------ Extracted entries ------

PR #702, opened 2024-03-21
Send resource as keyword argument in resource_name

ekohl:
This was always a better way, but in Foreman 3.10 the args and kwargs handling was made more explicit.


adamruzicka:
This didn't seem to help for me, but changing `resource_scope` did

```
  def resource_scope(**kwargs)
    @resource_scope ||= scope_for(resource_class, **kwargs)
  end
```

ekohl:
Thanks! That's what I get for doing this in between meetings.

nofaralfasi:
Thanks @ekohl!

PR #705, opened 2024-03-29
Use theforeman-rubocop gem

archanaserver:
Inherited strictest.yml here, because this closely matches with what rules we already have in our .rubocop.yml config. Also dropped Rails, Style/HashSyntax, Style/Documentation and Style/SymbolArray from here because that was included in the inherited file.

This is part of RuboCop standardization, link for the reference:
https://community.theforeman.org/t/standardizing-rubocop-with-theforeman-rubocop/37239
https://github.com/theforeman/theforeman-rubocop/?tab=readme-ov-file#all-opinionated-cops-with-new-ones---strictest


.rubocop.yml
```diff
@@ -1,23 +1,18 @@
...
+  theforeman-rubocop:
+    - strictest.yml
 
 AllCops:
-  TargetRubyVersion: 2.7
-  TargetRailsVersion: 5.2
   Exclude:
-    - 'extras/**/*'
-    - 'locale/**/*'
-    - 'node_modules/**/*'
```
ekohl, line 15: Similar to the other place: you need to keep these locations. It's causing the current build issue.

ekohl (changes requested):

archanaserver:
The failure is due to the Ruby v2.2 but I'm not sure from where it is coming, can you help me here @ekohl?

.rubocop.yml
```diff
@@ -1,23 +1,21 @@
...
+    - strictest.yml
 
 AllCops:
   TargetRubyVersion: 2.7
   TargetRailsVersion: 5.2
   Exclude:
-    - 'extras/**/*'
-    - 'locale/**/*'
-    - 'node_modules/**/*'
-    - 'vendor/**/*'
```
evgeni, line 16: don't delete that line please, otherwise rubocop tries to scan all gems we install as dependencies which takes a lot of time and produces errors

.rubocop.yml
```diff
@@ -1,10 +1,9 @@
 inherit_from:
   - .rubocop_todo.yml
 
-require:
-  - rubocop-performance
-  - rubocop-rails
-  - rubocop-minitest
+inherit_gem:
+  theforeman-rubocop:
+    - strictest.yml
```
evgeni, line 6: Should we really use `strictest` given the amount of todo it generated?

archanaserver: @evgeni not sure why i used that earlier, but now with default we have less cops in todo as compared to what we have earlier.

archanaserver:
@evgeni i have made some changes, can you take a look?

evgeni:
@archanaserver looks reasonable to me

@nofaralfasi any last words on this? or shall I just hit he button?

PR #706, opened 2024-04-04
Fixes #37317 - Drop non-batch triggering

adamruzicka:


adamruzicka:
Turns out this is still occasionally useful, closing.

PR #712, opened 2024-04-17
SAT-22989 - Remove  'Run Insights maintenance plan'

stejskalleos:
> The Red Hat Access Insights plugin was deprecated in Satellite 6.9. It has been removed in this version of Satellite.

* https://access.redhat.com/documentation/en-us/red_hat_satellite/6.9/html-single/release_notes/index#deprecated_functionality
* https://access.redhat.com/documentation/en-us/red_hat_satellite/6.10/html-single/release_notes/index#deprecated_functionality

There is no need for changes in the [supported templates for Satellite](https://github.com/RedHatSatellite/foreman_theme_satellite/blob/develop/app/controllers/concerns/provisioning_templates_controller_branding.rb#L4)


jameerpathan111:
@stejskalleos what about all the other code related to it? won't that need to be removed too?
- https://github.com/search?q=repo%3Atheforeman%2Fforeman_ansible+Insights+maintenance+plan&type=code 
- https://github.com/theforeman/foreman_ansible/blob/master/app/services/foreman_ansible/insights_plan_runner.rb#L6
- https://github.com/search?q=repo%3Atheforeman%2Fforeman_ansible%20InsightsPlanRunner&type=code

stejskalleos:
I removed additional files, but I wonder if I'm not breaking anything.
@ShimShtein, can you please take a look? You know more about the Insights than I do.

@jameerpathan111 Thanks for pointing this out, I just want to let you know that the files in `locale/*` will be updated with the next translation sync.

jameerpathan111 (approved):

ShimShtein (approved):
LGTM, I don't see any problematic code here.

------

→ What you are asked to do
Wherever the word "evgeni" appears in a line of the data, copy that line.

→ Exercise result
evgeni, line 16: don't delete that line please, otherwise rubocop tries to scan all gems we install as dependencies which takes a lot of time and produces errors
evgeni, line 6: Should we really use `strictest` given the amount of todo it generated?
archanaserver: @evgeni not sure why i used that earlier, but now with default we have less cops in todo as compared to what we have earlier.
@evgeni i have made some changes, can you take a look?
evgeni:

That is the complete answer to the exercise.